投稿者:和田浦海岸 - この投稿者のレビュー一覧を見る
文藝春秋12月号(2005年)が出ております。
その特集「消える日本語」が楽しかった。
ついつい26名の短文を読んじゃいました。
そこの出久根達郎氏は「おてんと様」という題。
こうはじまります。
島根県松江のラフカディオ・ハーンは、朝陽がのぼる頃に、
あちこちから拍手(かしわで)を打つ音がするのを聞くのでした。
「明治23年のことであった。『お天道(てんと)様』信仰は、この頃、松江だけでなく、全国で当り前に行なわれていたと思われる。一日の、最初の挨拶みたいなものだったろう。太陽に今日の無事を祈って、それぞれの稼業を始めるのであった」。
茨城県から上京した出久根さんは
「東京に住んだのは昭和34年だが、その当時、毎朝、陽を拝む人は、まだ見られた。
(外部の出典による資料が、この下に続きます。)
PR #174, opened 2026-07-14
fix(config): hide experimental sync tuning from generated configs

p0mvn:
## Motivation

The native Zakura header-sync and block-sync settings are experimental and likely to change. Emitting every tuning value from `zakurad generate` pins users to a generated snapshot instead of allowing new code defaults to take effect.

## Solution

- Remove `network.zakura.header_sync` and `network.zakura.block_sync` from generated configuration skeletons.
- Keep both sections deserializable so advanced users can still override them manually.
- Verify omitted sections resolve to the defaults in code and update the current generated-config fixture.

## Testing

- `cargo test -p zakura generated_config_omits_experimental_sync_config_and_uses_defaults` — verifies both sections are omitted, other Zakura settings remain, and parsing restores code defaults.
- Generated `zakura.toml` with the rebuilt binary and confirmed neither section was present.
- IDE diagnostics and `git diff --check` passed.

Full workspace tests were skipped because this is a low-risk generated-output change with focused coverage.

## AI Disclosure

Used Cursor to implement the generated-config filtering, add the focused test, and prepare this PR description.

### DIFF
--- a/zakurad/src/commands/generate.rs
+++ b/zakurad/src/commands/generate.rs
@@ -72,7 +72,8 @@ impl Runnable for GenerateCmd {
 
         // this avoids a ValueAfterTable error
         // https://github.com/alexcrichton/toml-rs/issues/145
-        let conf = toml::Value::try_from(default_config).unwrap();
+        let mut conf = toml::Value::try_from(default_config).unwrap();
+        remove_experimental_sync_config(&mut conf);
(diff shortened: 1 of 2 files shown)


evan-forbes (approved):
I'm fine with this approach for now 

however, if we don't want users to have the footgun of changing something in a config then it seems like the best solution is to actually remove that option via only using constants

老人が多かった。江戸のなごりをとどめる下町だったからか。拍手を鳴らす人はなく、静かに拝礼していた」
そして、年表を調べ、
昭和37年に『スモッグ』が流行語となり、この年の12月は、14日間も東京の空はスモッグにおおわれた。と確認した出久根さんは「おてんと様という言葉が、遣われなくなったのは、この頃からではあるまいか」としております。
印象深い箇所は上京する出久根さんに母親が
「『おてんと様に顔向けできないような真似だけは、しないでおくれ』と言った。おてんと様は何事もお見通しだからね、とも言った」
とあります。
それで思い出したのが、
今回紹介の本でした。
こういう箇所です。
「小渕さんはとにかく早起きなんです。六時くらいには起きてましたね。そして必ず太陽に向かって拝んでました。・・小渕は海外に行くといまでも、太陽を拝んでいる。太陽が出る東の方角がわからないときには四方八方に向かい拍手を打つ。」
そして
インタビューに答える小渕首相の言葉が続きます。
「太陽は親父が拝んでいたのを、見よう見まねで子どもの頃はじめた。自分の運命を考えてみても、天地宇宙、人知の及ばざることは多いと思う。べつに総理大臣になったから偉いなんて、おれは全然思ってないんだ。・・ただこれだけの重責を負った以上は果さなければならない。これまでを振り返ってもずいぶん転機があった。それは自分でこしらえたものじゃない。そう思って、毎日、太陽に向かって手を合わせるという素朴な気持ちなんだ。・・・」
なぜ、
小渕恵三氏のこの本が思い浮かんだのかなあ。
と思ったわけです。そういえば、 つい最近、
曽野綾子著「『受ける』より『与える』ほうが幸いである」(大和書房)
という本がでておりました。
最初の方をめくると2000年10月号の雑誌に掲載されたことのある
教育改革国民会議「第一分科会報告」が、あらためて掲載されております。
題して「学校で道徳を教えるのにためらう必要があろうか・・日本人へ」。
ちなみにこの教育改革国民会議を開催したのは小渕首相でした。
中央公論2000年3月号に「司馬さんに教わったこと」と題して、
司馬遼太郎の奥さん福田みどりさんと対談をしておりました。
そこでの小渕恵三氏の言葉。
「僕はいま、教育改革国民会議というのを開こうとしているんですよ。いままでのこういう会議では、政府が人を選んで、その人たちに案を出してもらっていました。僕は逆に、『野に遺賢なからしむべし』で、いろいろな百五十人余の人に手紙を出して意見を求め、そのうえで会議を進めようと思っている。しかし、最後にお願いしたい人となると、司馬さんなんだ。しかし、いらっしゃらない。」
あとは、よくご存じのように小渕首相は2000年4月2日緊急入院。
そして5月14日に亡くなっておられます。